Using the word "parseChunkRelativePath" as the filter, copy each matching line from the records.

Data listing.

-------------------------

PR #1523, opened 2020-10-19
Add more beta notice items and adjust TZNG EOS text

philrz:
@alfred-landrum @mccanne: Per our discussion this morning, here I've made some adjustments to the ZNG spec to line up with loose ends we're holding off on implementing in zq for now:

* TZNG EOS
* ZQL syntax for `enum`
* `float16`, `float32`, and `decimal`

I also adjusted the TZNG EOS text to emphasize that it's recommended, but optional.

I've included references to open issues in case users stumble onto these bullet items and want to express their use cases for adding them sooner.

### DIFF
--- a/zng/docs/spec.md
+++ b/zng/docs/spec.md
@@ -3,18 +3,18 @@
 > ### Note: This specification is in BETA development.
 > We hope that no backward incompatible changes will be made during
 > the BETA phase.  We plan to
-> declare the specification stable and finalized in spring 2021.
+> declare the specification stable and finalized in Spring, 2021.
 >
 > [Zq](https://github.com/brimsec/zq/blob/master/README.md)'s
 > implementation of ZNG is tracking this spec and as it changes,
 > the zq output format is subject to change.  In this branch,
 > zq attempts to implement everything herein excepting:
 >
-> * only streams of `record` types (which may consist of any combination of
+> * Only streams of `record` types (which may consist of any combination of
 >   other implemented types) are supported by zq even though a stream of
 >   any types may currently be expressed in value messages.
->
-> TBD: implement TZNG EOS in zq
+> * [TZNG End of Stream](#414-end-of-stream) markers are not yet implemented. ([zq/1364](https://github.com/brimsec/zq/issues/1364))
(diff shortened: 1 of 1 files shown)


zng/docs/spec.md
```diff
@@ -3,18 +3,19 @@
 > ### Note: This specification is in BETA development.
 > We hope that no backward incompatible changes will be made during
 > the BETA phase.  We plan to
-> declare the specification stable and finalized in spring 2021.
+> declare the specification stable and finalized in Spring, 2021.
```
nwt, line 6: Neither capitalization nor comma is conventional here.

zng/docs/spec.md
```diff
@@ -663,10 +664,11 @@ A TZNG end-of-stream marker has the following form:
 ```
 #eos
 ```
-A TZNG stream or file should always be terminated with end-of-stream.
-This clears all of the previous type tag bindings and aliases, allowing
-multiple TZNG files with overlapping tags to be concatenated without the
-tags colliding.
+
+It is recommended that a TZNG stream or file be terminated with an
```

-------------------------

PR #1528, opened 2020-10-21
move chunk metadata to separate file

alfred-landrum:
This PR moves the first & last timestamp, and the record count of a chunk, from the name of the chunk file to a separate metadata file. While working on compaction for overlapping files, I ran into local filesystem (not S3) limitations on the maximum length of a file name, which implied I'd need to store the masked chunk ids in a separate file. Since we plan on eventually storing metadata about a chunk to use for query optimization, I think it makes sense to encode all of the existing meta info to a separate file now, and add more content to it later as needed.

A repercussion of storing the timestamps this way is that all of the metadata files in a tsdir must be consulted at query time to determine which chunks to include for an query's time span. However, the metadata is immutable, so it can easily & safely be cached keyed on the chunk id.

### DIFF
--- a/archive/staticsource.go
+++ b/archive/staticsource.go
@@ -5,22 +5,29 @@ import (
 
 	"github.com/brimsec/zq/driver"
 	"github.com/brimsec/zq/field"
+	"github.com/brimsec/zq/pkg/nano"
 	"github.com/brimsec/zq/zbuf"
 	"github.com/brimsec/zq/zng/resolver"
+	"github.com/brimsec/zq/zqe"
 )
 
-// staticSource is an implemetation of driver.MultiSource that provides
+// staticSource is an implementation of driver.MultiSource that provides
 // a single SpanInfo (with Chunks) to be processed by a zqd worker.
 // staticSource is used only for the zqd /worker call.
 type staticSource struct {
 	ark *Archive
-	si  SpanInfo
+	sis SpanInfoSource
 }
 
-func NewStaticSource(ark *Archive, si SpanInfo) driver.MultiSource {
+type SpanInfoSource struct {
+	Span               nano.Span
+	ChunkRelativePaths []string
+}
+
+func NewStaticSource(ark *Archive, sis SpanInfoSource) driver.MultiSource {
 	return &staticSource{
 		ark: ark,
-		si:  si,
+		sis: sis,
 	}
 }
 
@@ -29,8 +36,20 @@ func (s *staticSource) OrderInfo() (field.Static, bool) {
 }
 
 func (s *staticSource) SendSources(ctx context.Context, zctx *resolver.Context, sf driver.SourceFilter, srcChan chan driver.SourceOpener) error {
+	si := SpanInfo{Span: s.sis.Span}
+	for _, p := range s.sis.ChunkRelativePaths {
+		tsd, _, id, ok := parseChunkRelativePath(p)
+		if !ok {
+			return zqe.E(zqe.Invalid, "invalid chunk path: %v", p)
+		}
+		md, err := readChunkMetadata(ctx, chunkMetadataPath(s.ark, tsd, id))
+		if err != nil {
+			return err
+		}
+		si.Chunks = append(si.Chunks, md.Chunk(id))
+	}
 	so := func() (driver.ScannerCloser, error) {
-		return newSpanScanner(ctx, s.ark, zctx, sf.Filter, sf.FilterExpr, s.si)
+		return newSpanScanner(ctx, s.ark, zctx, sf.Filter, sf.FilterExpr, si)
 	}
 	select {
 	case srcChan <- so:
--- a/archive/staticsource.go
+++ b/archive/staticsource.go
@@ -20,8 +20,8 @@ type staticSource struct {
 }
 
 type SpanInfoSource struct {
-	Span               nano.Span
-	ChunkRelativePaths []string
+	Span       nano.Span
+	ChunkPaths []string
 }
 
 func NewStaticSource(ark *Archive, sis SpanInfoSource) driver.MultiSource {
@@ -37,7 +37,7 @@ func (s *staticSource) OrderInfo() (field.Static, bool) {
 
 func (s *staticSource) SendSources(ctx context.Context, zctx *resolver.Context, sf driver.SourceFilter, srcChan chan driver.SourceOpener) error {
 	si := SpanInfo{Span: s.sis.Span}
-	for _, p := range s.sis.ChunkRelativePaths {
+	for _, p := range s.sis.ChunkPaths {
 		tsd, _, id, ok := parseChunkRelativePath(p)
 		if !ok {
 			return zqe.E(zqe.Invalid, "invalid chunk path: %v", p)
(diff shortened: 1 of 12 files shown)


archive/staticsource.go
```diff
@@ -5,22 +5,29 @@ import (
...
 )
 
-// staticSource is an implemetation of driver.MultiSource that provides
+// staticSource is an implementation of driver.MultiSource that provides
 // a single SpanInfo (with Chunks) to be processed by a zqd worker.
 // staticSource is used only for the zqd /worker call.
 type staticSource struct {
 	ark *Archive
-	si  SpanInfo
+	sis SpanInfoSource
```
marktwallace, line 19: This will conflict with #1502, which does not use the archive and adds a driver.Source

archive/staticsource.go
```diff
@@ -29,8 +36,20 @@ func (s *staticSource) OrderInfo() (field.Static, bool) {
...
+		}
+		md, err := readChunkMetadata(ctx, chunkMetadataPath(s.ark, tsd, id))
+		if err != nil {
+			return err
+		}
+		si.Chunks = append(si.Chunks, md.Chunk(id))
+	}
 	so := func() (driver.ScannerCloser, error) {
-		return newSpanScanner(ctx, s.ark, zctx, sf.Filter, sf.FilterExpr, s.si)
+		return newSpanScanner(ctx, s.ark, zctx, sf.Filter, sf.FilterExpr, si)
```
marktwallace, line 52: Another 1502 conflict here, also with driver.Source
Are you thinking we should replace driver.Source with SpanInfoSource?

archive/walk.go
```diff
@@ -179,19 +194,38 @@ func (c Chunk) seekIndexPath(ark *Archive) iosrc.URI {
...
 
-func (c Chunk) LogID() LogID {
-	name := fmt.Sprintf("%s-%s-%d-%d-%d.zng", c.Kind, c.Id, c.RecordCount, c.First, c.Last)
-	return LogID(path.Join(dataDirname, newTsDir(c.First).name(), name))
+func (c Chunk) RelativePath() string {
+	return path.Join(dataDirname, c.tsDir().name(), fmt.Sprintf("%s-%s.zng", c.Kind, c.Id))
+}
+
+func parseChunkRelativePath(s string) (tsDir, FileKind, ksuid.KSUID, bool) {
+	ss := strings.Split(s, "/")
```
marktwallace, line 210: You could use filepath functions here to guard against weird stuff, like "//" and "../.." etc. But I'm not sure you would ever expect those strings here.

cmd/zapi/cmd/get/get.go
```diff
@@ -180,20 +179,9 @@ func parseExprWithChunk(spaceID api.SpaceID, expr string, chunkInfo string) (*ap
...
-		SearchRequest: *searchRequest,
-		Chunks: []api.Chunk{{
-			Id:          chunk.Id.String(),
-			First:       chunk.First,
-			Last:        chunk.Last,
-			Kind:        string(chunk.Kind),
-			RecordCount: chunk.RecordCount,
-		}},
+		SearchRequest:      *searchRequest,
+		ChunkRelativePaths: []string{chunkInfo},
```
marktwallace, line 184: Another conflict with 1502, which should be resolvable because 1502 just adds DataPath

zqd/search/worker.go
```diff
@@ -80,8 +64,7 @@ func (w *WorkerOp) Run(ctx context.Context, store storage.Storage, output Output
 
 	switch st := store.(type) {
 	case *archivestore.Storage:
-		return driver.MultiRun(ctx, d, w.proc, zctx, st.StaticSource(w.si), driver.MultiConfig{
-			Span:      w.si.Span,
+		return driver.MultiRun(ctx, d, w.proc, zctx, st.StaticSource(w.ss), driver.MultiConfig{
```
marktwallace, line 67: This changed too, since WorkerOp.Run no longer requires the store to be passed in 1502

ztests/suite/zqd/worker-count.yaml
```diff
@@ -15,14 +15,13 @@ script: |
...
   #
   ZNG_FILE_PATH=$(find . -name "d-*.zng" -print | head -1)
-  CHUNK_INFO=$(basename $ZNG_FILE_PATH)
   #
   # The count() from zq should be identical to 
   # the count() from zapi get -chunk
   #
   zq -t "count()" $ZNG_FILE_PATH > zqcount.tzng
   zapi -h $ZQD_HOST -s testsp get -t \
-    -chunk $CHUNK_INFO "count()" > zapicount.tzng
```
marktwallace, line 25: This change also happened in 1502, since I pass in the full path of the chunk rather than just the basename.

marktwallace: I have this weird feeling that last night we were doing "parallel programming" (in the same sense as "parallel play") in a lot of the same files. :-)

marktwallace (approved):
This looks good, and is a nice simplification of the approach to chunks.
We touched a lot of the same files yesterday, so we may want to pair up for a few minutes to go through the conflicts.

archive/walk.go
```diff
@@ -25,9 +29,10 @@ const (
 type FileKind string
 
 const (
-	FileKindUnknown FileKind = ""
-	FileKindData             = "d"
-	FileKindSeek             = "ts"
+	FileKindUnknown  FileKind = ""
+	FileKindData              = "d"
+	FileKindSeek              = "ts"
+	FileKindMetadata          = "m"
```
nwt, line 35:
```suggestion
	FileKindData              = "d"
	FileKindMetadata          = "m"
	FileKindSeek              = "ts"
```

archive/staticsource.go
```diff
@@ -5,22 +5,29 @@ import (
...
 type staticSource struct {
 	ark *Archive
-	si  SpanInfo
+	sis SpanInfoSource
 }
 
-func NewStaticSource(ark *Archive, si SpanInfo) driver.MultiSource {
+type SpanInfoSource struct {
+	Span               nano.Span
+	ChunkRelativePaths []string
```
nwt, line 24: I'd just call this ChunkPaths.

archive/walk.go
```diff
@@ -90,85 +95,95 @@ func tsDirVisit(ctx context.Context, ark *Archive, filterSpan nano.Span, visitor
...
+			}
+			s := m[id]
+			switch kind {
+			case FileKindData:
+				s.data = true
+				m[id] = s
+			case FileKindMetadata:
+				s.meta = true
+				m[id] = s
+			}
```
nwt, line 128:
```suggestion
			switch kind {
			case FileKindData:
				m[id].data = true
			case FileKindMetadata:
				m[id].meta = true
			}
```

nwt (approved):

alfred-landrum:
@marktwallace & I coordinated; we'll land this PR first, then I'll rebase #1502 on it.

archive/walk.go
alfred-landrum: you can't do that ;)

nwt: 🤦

-------------------------

Answer to this task.
+		tsd, _, id, ok := parseChunkRelativePath(p)
 		tsd, _, id, ok := parseChunkRelativePath(p)
+func parseChunkRelativePath(s string) (tsDir, FileKind, ksuid.KSUID, bool) {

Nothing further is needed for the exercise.